Foley had relieved Yoho in the seventh, thrown a shutdown eighth after Serruto’s solo shot and was returning to the mound to close it in the ninth. But after recording a quick out, Foley hit back-to-back batters.

Sensing the big moment could be getting to the young flamethrower, Glasser called an impromptu meeting at the mound amongst Foley and the rest of the infield.

“It was definitely a challenge,” Foley said of blocking out a resurgent Kentucky-favored crowd. A program record crowd was on hand, with six thousand-plus all seemingly coming down on the freshman. 

In between innings, Serruto consistently reminded Foley to trust himself – “He throws 97. It’s pretty tough when you’re standing in the dugout to square that up.” Glasser had called two other meetings just like this one on the night, allowing the pitcher to reel himself in a bit.

“It just comes naturally, the adrenaline,” Foley said. “You just have to contain it and harness it and use it to your advantage.”

Glant had held off on the previous two, but went out to join them at the mound as the Indiana bullpen came to life. It was nothing more than a decoy.

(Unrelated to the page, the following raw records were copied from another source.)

PR #3381, opened 2026-05-11
Fix max duration timeout

fractalwrench:
## Goal

Fixes the max duration timeout so that it's accurately applied to background activities.

The behavior of background session parts now looks as expected. In this example inactivity timeout was set at 1m, and max duration at 2m. The first user session is exactly 2m due to the max duration timeout. The second user session exceeds the max duration because it's in the background. The third user session looks normal.

Screenshot 2026-05-11 at 12 51 42

### DIFF
--- a/embrace-android-core/src/test/kotlin/io/embrace/android/embracesdk/internal/session/orchestrator/SessionOrchestratorTest.kt
+++ b/embrace-android-core/src/test/kotlin/io/embrace/android/embracesdk/internal/session/orchestrator/SessionOrchestratorTest.kt
@@ -1370,46 +1370,6 @@ internal class SessionOrchestratorTest {
     }
 
     @Test
-    fun `stale inactivity timer does not terminate user session rotated by max duration in BG`() {
-        // Inactivity > max duration ensures the max-duration timer fires first in BG. The
-        // inactivity timer scheduled by the previous user session's onBackground is then a stale
-        // anchor on a terminated session — if it later fires, it would incorrectly terminate the
-        // new session created by the max-duration rotation.
-        configService = FakeConfigService(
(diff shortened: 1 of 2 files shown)


embrace-android-core/src/test/kotlin/io/embrace/android/embracesdk/internal/session/orchestrator/SessionOrchestratorTest.kt
```diff
@@ -1235,6 +1235,223 @@ internal class SessionOrchestratorTest {
...
+    fun `stale inactivity timer does not terminate user session rotated by max duration in BG`() {
+        // Inactivity > max duration ensures the max-duration timer fires first in BG. The
+        // inactivity timer scheduled by the previous user session's onBackground is then a stale
+        // anchor on a terminated session — if it later fires, it would incorrectly terminate the
+        // new session created by the max-duration rotation.
+        configService = FakeConfigService(
+            backgroundActivityBehavior = createBackgroundActivityBehavior(
+                remoteCfg = RemoteConfig(backgroundActivityConfig = BackgroundActivityRemoteConfig(threshold = 100f))
+            ),
+            sessionBehavior = FakeUserSessionBehavior(
```
bidetofevil: I don't think the inactivity timer can exceed the max duration time in production (see `UserSessionBehaviorImpl`), so i don't think this codepath would be possible. Can you trigger this in a way that is possible in production?  
  
And given there is logic like this in the real UserSessionBehavior, perhaps we should use that for testing this?

fractalwrench: Removed this test case

bidetofevil (approved):
LGTM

“I sent a couple of guys down to make them think we might do something else,” Mercer said postgame. “He was going to be the guy. He’s tough as nails.”

The Wildcats still made it interesting. Devin Burkes’ fly ball to the warning track sent Morgan Colopy careening off the wall to make the play, and Emilien Pitre’s foul ball was inches from being the go-ahead home run Kentucky had been clamoring for.

“It’s a game of inches,” Mingione said. “That’s how it’s supposed to be when two really good teams match up.”

Pitre popped out to Glasser in short left on the game’s final pitch.

“He’s earned the right to be trusted,” Mercer said of Foley.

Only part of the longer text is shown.